Since voxel-based designs are inherently digital, there is a significant benefit to sharing bitmap stacks of known materials. Just as two-dimensional stock images of wood can be downloaded free of charge, in the future, designers, engineers, and technicians will likely be able to access bitmap stacks, which they will customize to fit their specific design requirements. In support of this goal, we have launched an online repository of destructively imaged wooden samples. The repository contains several types of wood, and can be accessed on the Creative Machines' Lab website. ¹⁵ For each sample, the original wooden images are available, along with a GrabCAD voxel print file (GCVF), and the script used to perform stochastic dithering and color separation.

Conclusions

The destructive imaging workflow described in this article can be readily used for any machinable material with resolvable internal grains. However, destructive imaging is both energy and time consuming, and renders the original sample unusable. To aid imaging efficacy and accuracy, materials can be treated with fluorescent dyes to expose material properties, and voxel maps can also be postprocessed by using appropriate software tools to filter out noise or tooling marks. Voxel maps produced by such software can also be corrected to correlate with vetted coupons of material.

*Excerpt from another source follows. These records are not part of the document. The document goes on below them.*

PR #537, opened 2019-09-17
Middleware mocking documentation

### LINKED ISSUE #519: Add site content for how to mock in dojo

jellison:
**Type:** feature

**Description:**

Introduces an icache middleware mock as well as documentation for using it and creating custom middleware mocks.

Resolves #519

### DIFF
--- a/src/testing/mocks/middleware/icache.ts
+++ b/src/testing/mocks/middleware/icache.ts
@@ -1,4 +1,3 @@
-/* tslint:disable:interface-name */
 import { create, invalidator } from '../../../core/vdom';
 import { MiddlewareResult } from '../../../core/interfaces';
 import { cache } from '../../../core/middleware/cache';
@@ -21,13 +20,14 @@ export function createICacheMock() {
 		icacheMiddleware.set = (key: any, value: any) => {
 			if (typeof value === 'function') {
 				value = value();
-				map.set(key, value);
 				if (value && typeof value.then === 'function') {
+					map.set(key, value);
 					setter(key, () => value);
-				} else {
-					setter(key, value);
+					return;
 				}
 			}
+
+			setter(key, value);
 		};
 
 		return icacheMiddleware;
@@ -38,13 +38,7 @@ export function createICacheMock() {
 	function mockCache(key?: string): Promise<any> | MiddlewareResult<any, any, any> {
 		if (key) {
 			if (map.has(key)) {
-				const mapValue = map.get(key);
-
-				if (mapValue.then && typeof mapValue.then === 'function') {
-					return mapValue;
-				} else {
-					return Promise.resolve(mapValue);
-				}
+				return map.get(key);
 			} else {
 				return Promise.resolve(undefined);
 			}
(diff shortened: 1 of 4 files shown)


jellison:
@agubler 51015c12db24f32311cf6eb6dbda6f0a3d32e582 addresses your concern about duplicating the cache implementation.

src/testing/mocks/middleware/icache.ts
```diff
@@ -0,0 +1,59 @@
+/* tslint:disable:interface-name */
```
agubler: Do we need this?

src/testing/mocks/middleware/icache.ts
```diff
@@ -0,0 +1,59 @@
...
+			middleware: { invalidator: middleware.invalidator, cache: middleware.cache },
+			properties,
+			children
+		});
+		const setter = icacheMiddleware.set;
+
+		icacheMiddleware.set = (key: any, value: any) => {
+			if (typeof value === 'function') {
+				value = value();
+				map.set(key, value);
```
agubler: Do you need to set this in the exposed map if it's not a promise?

src/testing/mocks/middleware/icache.ts
```diff
@@ -0,0 +1,59 @@
...
+		const icacheMiddleware = callback({
+			id,
+			middleware: { invalidator: middleware.invalidator, cache: middleware.cache },
+			properties,
+			children
+		});
+		const setter = icacheMiddleware.set;
+
+		icacheMiddleware.set = (key: any, value: any) => {
+			if (typeof value === 'function') {
```
agubler: I think we need to call the original setter with the value if it's not a function too.

src/testing/mocks/middleware/icache.ts
jellison: Are you thinking the mock would fall back to the middleware if the `map` did not contain a key? It doesn't now, but if it did, then no; the `map` would only need to track the promises.

src/testing/mocks/middleware/icache.ts
jellison: Definitely.

src/testing/mocks/middleware/icache.ts
agubler: I didn't know the reason why it would need to expose values that weren't a promise, the only reason we need to expose the promise is to await the resolution?

jellison: I'm fine with that. Users can always expand the idea with their own mock if they have specific needs.

jellison: Resolved with c45e07aab8ab50d633b5f548a2c5bede22ef2c48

The workflow presented in this study could also benefit from less invasive imaging techniques, such as magnetic resonance imaging, MR enterography, X-ray, or infrared. A combination of such techniques can be used for metals, organic materials, and composites. Further information can be gleaned by cross-referencing data obtained from different techniques such as thermal, mechanical, acoustic, and electrical imaging. Nondestructive imaging will be particularly beneficial for larger parts that need adaptive resolution, and may be cumbersome and time prohibitive to machine.

The voxel printing workflow does not necessarily need point clouds generated from imaging techniques. It is possible to entirely generate point clouds through software, as in the case of fractal-inspired materials. Previous work in this domain suggests the potential for using fractal-inspired materials, which presently cannot be manufactured.^20,21 Voxel printing is well positioned to bring many of these fractal-based materials from the virtual into the physical realm. It is worth noting that voxel-printed objects comprised of dissimilar materials can exhibit significant nonintuitive anisotropies, ²² which can be challenging to simulate. Thus, judicious use of testing and simulation is needed to predict their behavior and inform the production of algorithmically designed materials.

While this work focused on digital reproducibility of wood, the same approach can be applied to many other anisotropic materials. Moreover, this study has shown the ability to “photoshop” 3D structures to change color along with the potential for applying internal structures to arbitrarily complex shapes.